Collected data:

■ ■ ■ ■ ■ ■ ■

PR #664, opened 2026-04-30
Pin flash-linear-attention version to 0.4.1

AkshitaB:
... till we fix tilelang


YashasSamaga (approved):

YashasSamaga:
I wonder if we should have an open issue to track progress on tilelang integration so that this doesn't become a permanent version lock in. The FLA issue only affects Hopper GPUs and this blocks upgrades on all other architectures where this is a non-issue.

PR #671, opened 2026-05-12
Add ComposableScheduler

AkshitaB:
## Summary

Adds `ComposableScheduler` — a piecewise LR scheduler — plus a reusable `OverrideDecay` primitive that's wired into both `ComposableScheduler` and `SequentialScheduler` for mid-flight late-stage anneals.

The first two commits (`ComposableScheduler` itself and the override) are original work by @TianhuaTao; this PR ports just those scheduler changes onto `main` (preserving authorship and dates) and refines the API.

■ ■ ■ ■ ■ ■ ■

WORK TO COMPLETE: Working through the records, copy each line in which the word "that" appears.

SOLUTION TO THE PROBLEM:
I wonder if we should have an open issue to track progress on tilelang integration so that this doesn't become a permanent version lock in. The FLA issue only affects Hopper GPUs and this blocks upgrades on all other architectures where this is a non-issue.
Adds `ComposableScheduler` — a piecewise LR scheduler — plus a reusable `OverrideDecay` primitive that's wired into both `ComposableScheduler` and `SequentialScheduler` for mid-flight late-stage anneals.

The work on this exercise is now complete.